To do
Give the tally of lines in the listing that include "tested". No other words belong in the answer.

The records
PR #1869, opened 2018-06-01
[MRG] Endow *table sketch types with 'primes' argument

standage:
The `primes` argument of Countgraph and Nodegraph is useful for creating a sketch with the same exact size as another sketch. Somehow this functionality never got ported over to the *table sketch types, and this PR fixes that oversight.

Ready for review and merge!

----------------------------------------

      changes were made?

### DIFF
--- a/khmer/_oxli/graphs.pyx
+++ b/khmer/_oxli/graphs.pyx
@@ -391,31 +391,43 @@ cdef class QFCounttable(Hashtable):
 
 cdef class Counttable(Hashtable):
 
-    def __cinit__(self, int k, uint64_t starting_size, int n_tables):
-        cdef vector[uint64_t] primes
+    def __cinit__(self, int k, uint64_t starting_size, int n_tables,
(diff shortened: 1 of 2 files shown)


khmer/_oxli/graphs.pyx
```diff
@@ -391,31 +391,43 @@ cdef class QFCounttable(Hashtable):
 
 cdef class Counttable(Hashtable):
 
-    def __cinit__(self, int k, uint64_t starting_size, int n_tables):
-        cdef vector[uint64_t] primes
+    def __cinit__(self, int k, uint64_t starting_size, int n_tables,
+                  primes=[]):
```
luizirber: I'm not sure how Cython treats this, but in Python defining arguments as lists or dicts is quite dangerous (they get allocated at definition time, and not in every function call). I suggest setting it to `None` and doing a check in the body:
```
if primes is None:
    primes = []
```

PR #1871, opened 2018-06-15
use full path for temporary filename

olgabot:
In `trim-low-abund.py`, use the full path of the input filename rather than only the basename, in case of identical basenames which causes errors.

- [x] ~Is any new functionality in tested? (This can be checked with
      generated following a successful CI build.)~
      changes were made?
- [x] Have any changes to the command-line interface been explicitly described?
      Only backwards-compatible additions are allowed without a major version
      increment. Changing file formats also requires a major version number
      increment.
- [ ] Have any substantial changes been documented in `CHANGELOG.md`? See
      [keepachangelog](http://keepachangelog.com/) for more details.
- [x] Do the changes respect streaming I/O? (Are they tested for streaming I/O?)

### DIFF
--- a/CHANGELOG.md
+++ b/CHANGELOG.md
@@ -35,6 +35,7 @@ under semantic versioning, but will be in future versions of khmer.
   or generators where appropriate.
 - All constructors have been removed from khmer/__init__.py.
 - GraphLabels does not inherit from Hashgraph.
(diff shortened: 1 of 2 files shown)


standage:
Closes #1870.

standage:
Thanks for you contribution @olgabot!

PR #1874, opened 2018-06-18
[WIP] Experiment compacting counttables into a nodetable given a max abundance criterion

standage:
Scenario: I want to query some big ol' counttables, and my k-mers of interest are those that are abundance <= X. Rather than keeping several of these big counttables in memory at once, I'd like to be able to initialize and update a nodetable (with the same number of buckets) to indicate which k-mers satisfy the given criterion. That way I only have to keep one counttable in memory at a time.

Result of the task
2